Start of Exercise materials

PR #1793, opened 2020-06-15
Collection of minor changes

frenck:
This PR is a collection of minor changes to the codebase.

- Type hinting
- Pythonic changes
- isort
- `DBusInterface` is now abstract

98 MyPy issues left 😉

### DIFF
--- a/supervisor/addons/addon.py
+++ b/supervisor/addons/addon.py
@@ -130,12 +130,9 @@ class Addon(AddonModel):
         return {**self.data[ATTR_OPTIONS], **self.persist[ATTR_OPTIONS]}
 
     @options.setter
-    def options(self, value: Optional[Dict[str, Any]]):
+    def options(self, value: Optional[Dict[str, Any]]) -> None:
         """Store user add-on options."""
-        if value is None:
-            self.persist[ATTR_OPTIONS] = {}
-        else:
-            self.persist[ATTR_OPTIONS] = deepcopy(value)
+        self.persist[ATTR_OPTIONS] = {} if value is None else deepcopy(value)
 
     @property
     def boot(self) -> bool:
@@ -417,7 +414,7 @@ class Addon(AddonModel):
         exists_addon = self.path_apparmor.exists()
 
         # Nothing to do
-        if not exists_local and not exists_addon:
+        if not (exists_local or exists_addon):
             return
 
         # Need removed
--- a/supervisor/addons/addon.py
+++ b/supervisor/addons/addon.py
@@ -414,7 +414,7 @@ class Addon(AddonModel):
         exists_addon = self.path_apparmor.exists()
 
         # Nothing to do
-        if not (exists_local or exists_addon):
+        if not exists_local and not exists_addon:
             return
 
         # Need removed
--- a/supervisor/addons/model.py
+++ b/supervisor/addons/model.py
@@ -539,13 +539,17 @@ class AddonModel(CoreSysAttributes, ABC):
             return False
 
         # Home Assistant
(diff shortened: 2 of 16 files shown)


supervisor/api/hardware.py
```diff
@@ -54,4 +54,4 @@ async def audio(self, request: web.Request) -> Dict[str, Any]:
     @api_process
     def trigger(self, request: web.Request) -> None:
         """Trigger a udev device reload."""
-        return asyncio.shield(self.sys_hardware.udev_trigger())
+        asyncio.shield(self.sys_hardware.udev_trigger())
```
pvizeli, line 57: await?

supervisor/addons/model.py
```diff
@@ -540,12 +540,12 @@ def _available(self, config) -> bool:
...
-        ):
-            return False
-
-        return True
+        return (
+            not version
+            or self.sys_homeassistant.version is None
+            or pkg_version.parse(self.sys_homeassistant.version)
+            >= pkg_version.parse(version)
+        )
```
pvizeli, line 548: That is very hard to understand. All pythonic in love but it should not end up in Perl. Anyway, this code is currently wrong because of the new version handling, which needs force us to handle exception because a HA version can also be "landingpage" which is not a valid version. Good catch

balloob: I think that this code can be simplified even more because we default to `self.sys_homeassistant.version` and then check if that is >= that, which is never true


```python
version = config.get(ATTR_HOMEASSISTANT)

if version is None:
    return True

…
```

Are you adding the 2 extra checks because of typing? In that case consider fixing the type of `self.sys_homeassistant.version` or ensure it using an assert, it should always be there?

supervisor/api/addons.py
```diff
@@ -141,46 +141,43 @@ def _extract_addon(self, request: web.Request) -> AnyAddon:
 
     def _extract_addon_installed(self, request: web.Request) -> Addon:
         addon = self._extract_addon(request)
-        if not isinstance(addon, Addon) or not addon.is_installed:
+        if not (isinstance(addon, Addon) and addon.is_installed):
```
balloob, line 144: I think that this is less readable?

supervisor/docker/interface.py
```diff
@@ -135,10 +135,7 @@ def _is_running(self) -> bool:
             return False
 
         # container is not running
```
balloob, line 137: This comment makes no sense anymore.

supervisor/addons/model.py
frenck: Adjusted, added the Exception handling as well.

supervisor/addons/addon.py
```diff
@@ -417,7 +414,7 @@ async def install_apparmor(self) -> None:
         exists_addon = self.path_apparmor.exists()
 
         # Nothing to do
-        if not exists_local and not exists_addon:
+        if not (exists_local or exists_addon):
```
MartinHjelmare, line 417: Without the parenthesis the expression can be easily read from left to right in one pass. That's not possible with the parenthesis.

supervisor/addons/model.py
```diff
@@ -539,13 +539,17 @@ def _available(self, config) -> bool:
...
-        ):
-            return False
-
-        return True
+        version = config.get(ATTR_HOMEASSISTANT)
+        if version is None:
+            return True
+
+        try:
+            assert self.sys_homeassistant.version is not None
```
pvizeli, line 547: What will happen if that is None, do that don't raise an InvalidVersion error?

frenck: Yes, it will, it will throw a TypeError. I went to much with Paulus his suggestion on asserting there.

Fixed now.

End of Exercise materials

Task details — Copy all lines of the listing above that contain the string "asyncio".

Output below —
-        return asyncio.shield(self.sys_hardware.udev_trigger())
+        asyncio.shield(self.sys_hardware.udev_trigger())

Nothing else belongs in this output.